Issues d’un groupe de travail constitué de représentants des 5 chambres du Grand Paris sous l’égide de Philippe Pelletier, président du Plan Bâtiment Durable, les propositions s’adressent à tous les acteurs de la ville et du logement. « Notre méthodologie a été d’envisager l’habitat sous tous ses aspects : patrimonial, sociétal et environnemental », a précisé le premier vice-président de la Chambre des notaires de Paris, Marc Cagniart. « Nous nous sommes appuyés sur les remontées des 3 000 notaires du Grand Paris et sur de précédentes études, et avons auditionné des experts du secteur immobilier ».

Promouvoir une propriété partielle ou progressive

Étendre le BRS et l’ULS. Concernant l’accès au logement, les pistes d’innovation sont imprégnées de l’idée de promouvoir une propriété partielle ou progressive, privilégiant une vision utilitaire du logement plutôt qu’une conception patrimoniale. Ainsi pour le bail réel solidaire (BRS), qui selon Michèle Raunet, notaire membre du groupe de travail, « mérite d’être développé », constatant que « de plus en plus d’opérateurs s’y intéressent » (voir aussi SNH 16/21 inf. 11). Les notaires franciliens proposent donc d’en étendre le bénéfice en prévoyant la création d’« Offices fonciers libres » ouverts aux financements tant publics que privés. De même pour l’usufruit locatif social (ULS), dont le champ d’application serait élargi au parc privé ou intermédiaire, sous condition d’un engagement de location pour une durée minimale de 15 ans, de respect des plafonds de loyers intermédiaires et de relogement à la charge de l’usufruitier.

Communiquer sur des modes alternatifs d’acquisition. Les notaires du Grand Paris préconisent aussi une meilleure communication sur les modes alternatifs d’accès au logement, comme la co-acquisition d’un logement par un particulier et un investisseur institutionnel, la flexi-propriété et l’habitat participatif.

Encourager la rénovation

Servitude d’utilité publique. Côté rénovation, les propositions visent d’abord à assouplir les règles, notamment le droit de surplomb récemment créé par la loi Climat (Loi 2021‑1104 du 22‑8-2021 art. 172 : JO 24 texte n° 1 ; voir SNH 27/21 inf. 1) : le groupe de travail recommande de lui substituer une servitude d’utilité publique d’isolation thermique par l’extérieur dans le prolongement des travaux du 114e Congrès des notaires sur le territoire. Plus souple, ce régime permettrait d’imposer les travaux d’isolation sur toute la surface du bâtiment à isoler, sans nécessité de justifier de l’absence de solution alternative ni offrir au propriétaire du fonds surplombé un droit d’opposition, sous condition d’attestation de qualité et de conformité par un bureau d’études.

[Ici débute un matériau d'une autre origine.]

PR #197, opened 2019-11-07
Remove/Revert BasemapSelectorMapAdapter

scolsen:
This PR removes the BasemapSelectorMapAdapter and its corresponding extent selection interface since maintaining two adapters proved problematic. 

Note: Redux, forgot to set my email on my new machine 😅


gnd/src/main/java/com/google/android/gnd/ui/map/MapProvider.java
```diff
@@ -62,5 +60,7 @@
     void enableCurrentLocationIndicator();
 
     void updateMarkers(ImmutableSet<Feature> features);
+
+    void renderJsonLayer();
```
gino-m: Now that we're switching to "productionize" phase, please be sure to add Javadoc for all new public methods like this one.

gino-m: Actually did you mean to add this now? I think for the adapter we'd want to have something that would allow the caller to add/remove/show/hide JSON layers, but the usage will probably only be clear once we implement the UI. Can we remove this interface method for now?

scolsen: You're totally right! We don't need it. I just did a plain old revert to undo the changes, so I guess this method was already in prior to the commit I reverted. I've removed it.

scolsen:
@gino-m should be good to go now...except GCB is failing. The summary only says `NOT_FOUND`--any ideas?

Permis déclaratif. S’agissant des travaux de rénovation eux-mêmes, les notaires franciliens formulent deux préconisations : remplacer le permis de construire par une simple déclaration préalable ; considérer ceux exigeant la libération des lieux comme un « motif légitime et sérieux » justifiant le congé donné au locataire (disposition de la loi Climat censurée par le Conseil constitutionnel comme « cavalier législatif ») sous condition notamment d’un droit à réintégration du locataire après les travaux.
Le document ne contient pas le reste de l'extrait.